= PROBLEM DESCRIPTION =
Could you find every line in the entries below that holds the word "generates" and copy it?

Stored items:
PR #5856, opened 2024-12-28
fix: tokenizer errors generates ast and asr with cc flag

parth121101:

PR #5940, opened 2025-01-08
fix: tokenizer errors generates ast and asr with cc flag - 2

parth121101:
This PR resolves many issues that we were facing in PR : #5856 . The only problem left here is it's throwing error twice for some of the error tests.

### DIFF
--- a/src/bin/lfortran.cpp
+++ b/src/bin/lfortran.cpp
@@ -439,7 +439,7 @@ int emit_tokens(const std::string &infile, bool line_numbers, const CompilerOpti
             compiler_options.fixed_form, include_dirs);
     }
     auto res = LCompilers::LFortran::tokens(al, input, diagnostics, &stypes, &locations,
-        compiler_options.fixed_form);
+        compiler_options.fixed_form, compiler_options.continue_compilation);
     lm.init_simple(input);
     lm.file_ends.push_back(input.size());
     std::cerr << diagnostics.render(lm, compiler_options);
--- a/src/lfortran/parser/parser_exception.h
+++ b/src/lfortran/parser/parser_exception.h
@@ -11,6 +11,8 @@ namespace parser_local {
     // It is not propagated outside.
     // This file is included in parser.tab.cc (via semantics.h)
     // And in parser.cpp. Nowhere else.
+    class TokenizerAbort {
+    };
 
     class TokenizerError
     {
--- a/src/lfortran/parser/tokenizer.re
+++ b/src/lfortran/parser/tokenizer.re
@@ -5,6 +5,11 @@
 #include <lfortran/parser/parser.tab.hh>
 #include <libasr/bigint.h>
 
+using LCompilers::diag::Level;
+using LCompilers::diag::Stage;
+using LCompilers::diag::Label;
+using LCompilers::diag::Diagnostic;
+
 namespace LCompilers::LFortran {
 
 void Tokenizer::set_string(const std::string &str)
@@ -262,11 +267,7 @@ int Tokenizer::lex(Allocator &al, YYSTYPE &yylval, Location &loc, diag::Diagnost
                     }));
 
                 if(!continue_compilation) {
-                    throw parser_local::TokenizerError(diag::Diagnostic(
-                        "Token '" + t + "' is not recognized",
-                        diag::Level::Error, diag::Stage::Tokenizer, {
-                        diag::Label("token not recognized", {loc})
-                    }));
+                    throw parser_local::TokenizerAbort();
                 } else {
                     continue;
                 }
--- a/src/lfortran/parser/tokenizer.re
+++ b/src/lfortran/parser/tokenizer.re
@@ -144,7 +144,7 @@ void Tokenizer::add_rel_warning(diag::Diagnostics &diagnostics, bool fixed_form,
     }
 }
 
-int Tokenizer::lex(Allocator &al, YYSTYPE &yylval, Location &loc, diag::Diagnostics &diagnostics)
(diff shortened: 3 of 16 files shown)


src/lfortran/parser/tokenizer.re
```diff
@@ -255,12 +255,21 @@ int Tokenizer::lex(Allocator &al, YYSTYPE &yylval, Location &loc, diag::Diagnost
...
-                    })
-                );
+                    }));
+
+                if(!continue_compilation) {
+                    throw parser_local::TokenizerError(diag::Diagnostic(
+                        "Token '" + t + "' is not recognized",
+                        diag::Level::Error, diag::Stage::Tokenizer, {
+                        diag::Label("token not recognized", {loc})
+                    }));
```
Pranavchiku, line 269: The reason is you are adding to diagnostics and also throwing the error. Hence it throws twice. By default at the end we do `diagnostics.render()` which prints all the errors.

tests/reference/ast-esub2-248f0df.stderr
```diff
@@ -3,3 +3,9 @@ tokenizer error: Token '~' is not recognized
   |
 3 | x = ~1
   |     ^ token not recognized
+
+tokenizer error: Token '~' is not recognized
+ --> tests/errors/esub2.f90:3:5
+  |
+3 | x = ~1
+  |     ^ token not recognized
```
Pranavchiku, line 11: Shall be fixed by comment above

src/bin/lfortran.cpp
```diff
@@ -438,7 +438,7 @@ int emit_tokens(const std::string &infile, bool line_numbers, const CompilerOpti
             compiler_options.fixed_form, include_dirs);
     }
     auto res = LCompilers::LFortran::tokens(al, input, diagnostics, &stypes, &locations,
-        compiler_options.fixed_form);
+        compiler_options.fixed_form, compiler_options.continue_compilation);
```
Pranavchiku, line 441: I do not think you need this now. Just assure if `p.continue_compilation` is set and everything will be fine.

Pranavchiku (changes requested):
left a few comments above

src/bin/lfortran.cpp
Pranavchiku: Can you not use `po.continue_compilation`? The only place you need to check and skip throwing error is inside `int Tokenizer::lex(Allocator &al, YYSTYPE &yylval, Location &loc, diag::Diagnostics &diagnostics)` which you call from `int yylex(LCompilers::LFortran::YYSTYPE *yylval, YYLTYPE *yyloc,
    LCompilers::LFortran::Parser &p)` so just pass `p.continue_compilation` inside `Tokenizer::lex`. That would do.

parth121101:
I think now this PR is ready for a review.
Cc: @certik @Pranavchiku

tests/reference/asr-continue_compilation_2-a6145a1.stderr
```diff
@@ -10,44 +10,56 @@ syntax error: kind 16 is not supported yet.
...
+   --> tests/errors/continue_compilation_2.f90:325:17
+    |
+325 |     integer  :: ?
+    |                 ^ token not recognized
+
+syntax error: Newline is unexpected here
+   --> tests/errors/continue_compilation_2.f90:325:18
+    |
+325 |     integer  :: ?
+    |                  ^
```
Pranavchiku, line 23: the reason for two error is because we still tokenize this and hence it also gives us syntax error,

src/bin/lfortran.cpp
Pranavchiku: @parth121101 can you please address this?

tests/reference/asr-continue_compilation_2-a6145a1.stderr
parth121101: So is this an expected behaviour ?
I think yes

src/bin/lfortran.cpp
parth121101: @Pranavchiku the function where I have added a new parameter `LCompilers::LFortran::tokens` is present in parser.cpp
This function directly calls `int Tokenizer::lex` function and not via `int yylex`

Pranavchiku:
I think this is good otherwise

src/bin/lfortran.cpp
Pranavchiku: I’ll check this thoroughly, we can do it in subsequent PRs

tests/reference/asr-continue_compilation_2-a6145a1.stderr
parth121101: Resolved this

src/lfortran/parser/parser_exception.h
```diff
@@ -2,6 +2,7 @@
 #define LFORTRAN_PARSER_PARSER_EXCEPTION_H
 
 #include <libasr/exception.h>
+#include <iostream>
```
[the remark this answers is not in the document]
parth121101: Done

parth121101:
@Pranavchiku We can merge this now

tests/reference/asr-continue_compilation_2-a6145a1.stderr
```diff
@@ -171,6 +177,15 @@ semantic error: Kind 16 is not supported for Real
 322 |     real*16 :: unsupported_kind
     |     ^^^^^^^ 
 
+semantic error: Symbol is already declared in the same scope
```
Pranavchiku, line 180: I think this is creating a symbol x, let’s use a variable name that does not conflict

parth121101: sorted

Pranavchiku (approved):

PR #5941, opened 2025-01-08
chore: convert 'FLUSH' intrinsic to 'FLUSH' statement

gxyd:
## Description

'FLUSH' intrinsic and 'FLUSH' statement have identifical effect. Other compilers ifx, ifort, gfortran support 'FLUSH' intrinsic as well

We raise a warning to encourage users to use 'FLUSH' statement instead of 'FLUSH' intrinsic.

Fixes https://github.com/lfortran/lfortran/issues/5709

### DIFF
--- a/integration_tests/flush_02.f90
+++ b/integration_tests/flush_02.f90
@@ -1,0 +1,8 @@
+program flush_02
+    implicit none
+    open(10, file="file_01_data.txt")
+    open(11, file="file_02_data.txt")
+    call FLUSH()
+    close(10)
+    close(11)
+end program flush_02
--- a/src/lfortran/semantics/ast_body_visitor.cpp
+++ b/src/lfortran/semantics/ast_body_visitor.cpp
@@ -3280,13 +3280,6 @@ public:
     */
     void flush_subroutine_to_flush_statement(const AST::SubroutineCall_t &x) {
         LCOMPILERS_ASSERT(to_lower(x.m_name) == "flush")
-        // encourage users to use `FLUSH` statement instead,
-        // as 'FLUSH' subroutine call isn't in Fortran standard
-        diag.semantic_warning_label(
-            "The 'flush' intrinsic function is an LFortran extension",
-            {x.base.base.loc},
-            "help: use the 'flush' statement instead"
-        );
 
         // for FLUSH subroutine call, the only argument 'unit' is optional
         ASR::expr_t* unit_flush = nullptr;
@@ -3318,7 +3311,7 @@ public:
             );
         } else {
             diag.add(Diagnostic(
-                "Expected 0 or 1 argument, instead got " + std::to_string(x.n_args + x.n_keywords) +
+                "Expected 0 or 1 arguments, got " + std::to_string(x.n_args + x.n_keywords) +
                 " arguments instead.",
                 Level::Error, Stage::Semantic, {
                     Label("",{x.base.base.loc})
@@ -3329,6 +3322,13 @@ public:
         tmp = ASR::make_Flush_t(
             al, x.base.base.loc, 0, unit_flush, nullptr,
             nullptr, nullptr
+        );
+        // encourage users to use `FLUSH` statement instead,
+        // as 'FLUSH' subroutine call isn't in Fortran standard
+        diag.semantic_warning_label(
+            "The 'flush' intrinsic function is an LFortran extension",
+            {x.base.base.loc},
+            "help: use the 'flush' statement instead"
         );
     }
 
--- a/src/lfortran/semantics/ast_body_visitor.cpp
+++ b/src/lfortran/semantics/ast_body_visitor.cpp
@@ -3297,40 +3297,25 @@ public:
             visit_expr(*x.m_keywords[0].m_value);
             unit_flush = ASRUtils::EXPR(tmp);
         } else if (x.n_args == 0 && x.n_keywords == 0) {
-            // when no argument to 'FLUSH' subroutine call is specified,
-            // we assign `OUTPUT_UNIT` from 'iso_fortran_env'
-            std::string output_unit_str = "output_unit";
-            std::string current_sym_name = ASRUtils::symbol_name(
-                ASR::down_cast<ASR::symbol_t>(current_scope->asr_owner)
-            );
-            std::string mangled_output_unit_name = current_scope->get_unique_name(
-                "__external_" + output_unit_str + "_" + current_sym_name, "false"
-            );
-            std::string iso_fortran_env_module_str = "lfortran_intrinsic_iso_fortran_env";
-            SymbolTable *tu_symtab = current_scope;
-            while (tu_symtab->parent != nullptr) {
-                tu_symtab = tu_symtab->parent;
-            }
-            ASR::Module_t* iso_fortran_env_module = ASRUtils::load_module(
-                al, tu_symtab, iso_fortran_env_module_str, x.base.base.loc,
-                true, compiler_options.po, true,
-                [&](const std::string &/*msg*/, const Location &/*loc*/) { }, lm
-            );
-
-            ASR::symbol_t* module_output_unit_sym = iso_fortran_env_module->m_symtab->resolve_symbol(output_unit_str);
-
-            ASR::symbol_t* output_unit_sym = ASR::down_cast<ASR::symbol_t>(
-                ASR::make_ExternalSymbol_t(
-                    al, x.base.base.loc, current_scope, s2c(al, mangled_output_unit_name),
-                    module_output_unit_sym, s2c(al, iso_fortran_env_module_str), nullptr,
-                    0, s2c(al, output_unit_str), ASR::accessType::Private
+            // when 'FLUSH' intrinsic is called with no argument,
+            // then all open units need to be 'FLUSH'ed
+            ASR::ttype_t* int_type = ASRUtils::TYPE(ASR::make_Integer_t(al, x.base.base.loc, 4));
+            ASR::expr_t* one = ASRUtils::EXPR(
+                ASR::make_IntegerConstant_t(
+                    al, x.base.base.loc, 1, int_type
                 )
             );
-            current_scope->add_symbol(mangled_output_unit_name, output_unit_sym);
-            ASR::expr_t* output_unit_expr = ASRUtils::EXPR(
-                ASR::make_Var_t(al, x.base.base.loc, output_unit_sym)
+            ASR::expr_t* minus_one = ASRUtils::EXPR(
+                ASR::make_IntegerConstant_t(
+                    al, x.base.base.loc, -1, int_type
+                )
             );
-            unit_flush = output_unit_expr;
+            // we assign an integer -1 unit to that
+            unit_flush = ASRUtils::EXPR(
+                ASR::make_IntegerUnaryMinus_t(
+                    al, x.base.base.loc, one, int_type, minus_one
+                )
+            );
         } else {
             diag.add(Diagnostic(
                 "Expected 0 or 1 argument, instead got " + std::to_string(x.n_args + x.n_keywords) +
--- a/src/lfortran/semantics/ast_body_visitor.cpp
+++ b/src/lfortran/semantics/ast_body_visitor.cpp
@@ -3278,14 +3278,14 @@ public:
     /*
         Function to convert 'FLUSH' subroutine call to 'FLUSH' ASR node
     */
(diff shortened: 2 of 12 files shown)


tests/flush2.f90
```diff
@@ -0,0 +1,6 @@
+program flush2
+    implicit none
+    call flush()
```
gxyd, line 3: this call currently raises a runtime error, since `FLUSH(OUTPUT_UNIT)` (i.e. `FLUSH` statement with `OUTPUT_UNIT` as unit) raises runtime error:
```console
Specified UNIT 6 in FLUSH is not connected.
```

I think that's anyway a separate issue, since GFortran doesn't raise a runtime error, if needed we can have a separate issue for it.

gxyd: I'm not sure if the Fortran standard specifies anything on this, for what should be it's behavior.

gxyd: Seems like, ifx doesn't error either: https://godbolt.org/z/da46h3sh8

src/lfortran/semantics/ast_body_visitor.cpp
```diff
@@ -3275,6 +3275,72 @@ class BodyVisitor : public CommonVisitor<BodyVisitor> {
...
+        if (x.n_args == 1 && x.n_keywords == 0) {
+            visit_expr(*x.m_args[0].m_end);
+            unit_flush = ASRUtils::EXPR(tmp);
+        } else if (x.n_args == 0 && x.n_keywords == 1) {
+            visit_expr(*x.m_keywords[0].m_value);
+            unit_flush = ASRUtils::EXPR(tmp);
+        } else if (x.n_args == 0 && x.n_keywords == 0) {
+            // when no argument to 'FLUSH' subroutine call is specified,
+            // we assign `OUTPUT_UNIT` from 'iso_fortran_env'
+            std::string output_unit_str = "output_unit";
```
kmr-srbh, line 3302: This will cause an issue if we call `flush` without any argument more than once. Let's check for the presence of this symbol before importing.

kmr-srbh, line 3302: Let's mangle this name, so it does not interfere with some other symbol named `output_unit`.

src/lfortran/semantics/ast_body_visitor.cpp
```diff
@@ -3275,6 +3275,72 @@ class BodyVisitor : public CommonVisitor<BodyVisitor> {
...
+            std::string iso_fortran_env_module_str = "lfortran_intrinsic_iso_fortran_env";
+            SymbolTable *tu_symtab = current_scope;
+            while (tu_symtab->parent != nullptr) {
+                tu_symtab = tu_symtab->parent;
+            }
+            ASR::symbol_t* module_sym = (ASR::symbol_t*)(ASRUtils::load_module(
```
kmr-srbh, line 3308: Let's check for the module also before importing it.

kmr-srbh (changes requested):

src/lfortran/semantics/ast_body_visitor.cpp
kmr-srbh, line 3308: Please use `down_cast`.

src/lfortran/semantics/ast_body_visitor.cpp
```diff
@@ -3275,6 +3275,72 @@ class BodyVisitor : public CommonVisitor<BodyVisitor> {
...
+                al, tu_symtab, iso_fortran_env_module_str, x.base.base.loc,
+                true, compiler_options.po, true,
```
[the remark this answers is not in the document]
gxyd: No, I don't think so, the idea behind that logic is defined in a comment above it, which says: https://github.com/lfortran/lfortran/blob/8a46b442c7067be9720b9a7ac9aca29db29c7c55/src/libasr/asr_utils.cpp#L315-L316

when someone passes `intrinsic = false`, it first tries searching it as a regular module, and if that didn't workout, it explicitly searches it as an intrinsic module. In my case, I already know it's an intrinsic module (hence `intrinsic = true`) and it will already correctly find and load the module here above it: https://github.com/lfortran/lfortran/blob/8a46b442c7067be9720b9a7ac9aca29db29c7c55/src/libasr/asr_utils.cpp#L313-L314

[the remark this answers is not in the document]
gxyd: also, requiring `intrinsic = false` would mean that there is something wrong in the logic of `load_module` as it intuitively doesn't make sense for `iso_fortran_env` module to require `intrinsic = false`, as it's an intrinsic module.

src/lfortran/semantics/ast_body_visitor.cpp
gxyd: Ah yes, makes sense.

src/lfortran/semantics/ast_body_visitor.cpp
gxyd: `down_cast` is needed when a generic `symbol` is returned and we wanted to *cast* it to a specific type (e.g. `Module`), in this case a `Module` is returned and instead we want to upcast it to `symbol` instead.

So, I'm doing the opposite of down casting here. On second thought, I shouldn't be doing anything here, neither down-casting nor upcasting as below, I anyway use it as a `Module`. I'll revert this.

tests/flush2.f90
gxyd: I messed it up, the meaning of `call FLUSH()`, i.e. without the optional argument is:
```
    Flushes Fortran unit(s) currently open for output. Without the optional argument, all units are flushed, otherwise just the unit specified.
```

So, we need to close all open units, when `call FLUSH()` is used.

gxyd:
I'm sorry, I think I had some misunderstanding of what `call FLUSH()` without an argument meant, and so I've now rewritten the part to handle it in our runtime.

src/lfortran/semantics/ast_body_visitor.cpp
```diff
@@ -3275,6 +3275,63 @@ class BodyVisitor : public CommonVisitor<BodyVisitor> {
...
+                    al, x.base.base.loc, one, int_type, minus_one
+                )
+            );
+        } else {
+            diag.add(Diagnostic(
+                "Expected 0 or 1 argument, instead got " + std::to_string(x.n_args + x.n_keywords) +
+                " arguments instead.",
+                Level::Error, Stage::Semantic, {
+                    Label("",{x.base.base.loc})
+                })
```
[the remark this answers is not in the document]
gxyd: @Pranavchiku @parth121101 , I would like to add a test case for this to our test-suite, making use of `continue_compilation` compiler option, which file should I add a test case like `call FLUSH(1, 2)` (as that's expected to raise a semantic error)?

I see `tests/errors/continue_compilation_01.f90`, and similarly `..02.f90` and `...03.f90`, should I add to one of those or create a new file? I'm not sure of how it's being done currently.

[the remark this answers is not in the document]
gxyd: If there is no convention, I can use my own judgement for it.

src/libasr/runtime/lfortran_intrinsics.c
```diff
@@ -2926,13 +2926,23 @@ LFORTRAN_API int64_t _lfortran_open(int32_t unit_num, char *f_name, char *status
...
+    if (unit_num == -1) {
+        for (int i = 0; i <= last_index_used; i++) {
+            if (unit_to_file[i].filep != NULL) {
+                fflush(unit_to_file[i].filep);
+            }
+        }
+    } else {
+        bool unit_file_bin;
+        FILE* filep = get_file_pointer_from_unit(unit_num, &unit_file_bin);
+        get_file_pointer_from_unit(unit_num, &unit_file_bin);
```
kmr-srbh, line 2939: Is it intentional to call the function here again, disregarding it's return value?

src/lfortran/semantics/ast_body_visitor.cpp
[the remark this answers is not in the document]
Pranavchiku: Add a line in any of those files. The convention was meant to avoid merge conflicts among people working on continue compilation at start.

src/libasr/runtime/lfortran_intrinsics.c
gxyd: Oh no this is a mistake, I'll fix this. There is no reason to do that.

src/lfortran/semantics/ast_body_visitor.cpp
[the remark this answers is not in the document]
gxyd: added a test case now for this.

src/libasr/runtime/lfortran_intrinsics.c
gxyd: I've fixed this

integration_tests/flush_02.f90
```diff
@@ -0,0 +1,8 @@
+program flush_02
```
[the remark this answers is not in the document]
gxyd: So, you are saying that if there was no `FLUSH` subroutine call above, the program would fail? It doesn't fail with GFortran for it. i.e.:
```f90
program test
    implicit none
    integer :: unit = 10
 
    open(unit=unit, file='test.txt')
 
    write(unit, '(A)') "Hello, world!"
    ! call flush(unit)
 
    rewind(unit)
 
    allocate(character(len=25) :: str)
    read(unit, '(A)') str
    print *, str
 
    if (str /= "Hello, world!") error stop
end program test

```

this program gives the same output, after commenting `call FLUSH(unit)` above. So, I'm not sure how it's testing whether `FLUSH` worked or not, because `FLUSH` statement was there or not, the impact is still the same.

src/lfortran/semantics/ast_body_visitor.cpp
```diff
@@ -3275,6 +3275,63 @@ class BodyVisitor : public CommonVisitor<BodyVisitor> {
...
 
+    /*
+        Function to convert 'FLUSH' subroutine call to 'FLUSH' ASR node
+    */
+    void flush_subroutine_to_flush_statement(const AST::SubroutineCall_t &x) {
+        LCOMPILERS_ASSERT(to_lower(x.m_name) == "flush")
+
+        // for FLUSH subroutine call, the only argument 'unit' is optional
+        ASR::expr_t* unit_flush = nullptr;
+        if (x.n_args == 1 && x.n_keywords == 0) {
```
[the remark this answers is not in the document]
gxyd: that's not the focus of this PR, because we get the same error with `FLUSH` statement as well. That can be a separate issue for sure.

integration_tests/flush_02.f90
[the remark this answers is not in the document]
kmr-srbh: I looked into it, the `read` operation is causing the buffered data to be flushed automatically, so the data is read correctly. 

We can observe the effect with/without `flush` through this program:

```fortran
program writer
   implicit none
   integer :: sleep_duration = 10
   integer :: start, finish
   integer :: count_rate = 1000

   open(10, file='test.txt')

   write(10, '(A)') "Hello, world!"
   ! call flush(10)

   print *, "Writing done. Sleeping for ", sleep_duration, " seconds."

   ! call system_clock(count_rate=count_rate)
   call system_clock(count=start)

   do
      call system_clock(count=finish)
      if (finish - start >=  sleep_duration * count_rate) exit
   end do
end program writer
```

We can use `sleep()` in GFortran for simplicity, but we do not support this extension. Also, we have an error with querying the `count_rate`, so I got the value for my CPU using GFortran and hardcoded it. 

The buffered data is written to the file when the program exits, but using `flush()` flushes the data before. LFortran works correctly, but testing this will require a parallel reader program to read the flushed data while the writer program waits.

```fortran
program reader
   implicit none
   character(len=100) :: line
   integer :: ios

   open(10, file='test.txt', status="old", action="read")

   read(10, '(A)', iostat=ios) line
   if (ios /= 0) then
      print *, "Unable to read: File is empty or buffered."
   else
      print *, "Read line: ", trim(line)
   end if
end program reader
```

So, testing this at the CI is very tricky and probably not worth the effort. The implementation works correctly so we can be sure of it. We could maybe add this inside `examples/` where we have another difficult to test program related to reading user input.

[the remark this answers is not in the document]
kmr-srbh: Ah! Here is a simpler program:

```fortran
program writer
   implicit none
   character(len=25) :: c

   open(10, file='test.txt')

   write(10, '(A)') "Hello, world!"
   ! call flush()

   print *, "Written to buffer. Press ENTER to write to file."
   read(*, *) c

end program writer
```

= REPLY TO THE TASK =
fix: tokenizer errors generates ast and asr with cc flag
fix: tokenizer errors generates ast and asr with cc flag - 2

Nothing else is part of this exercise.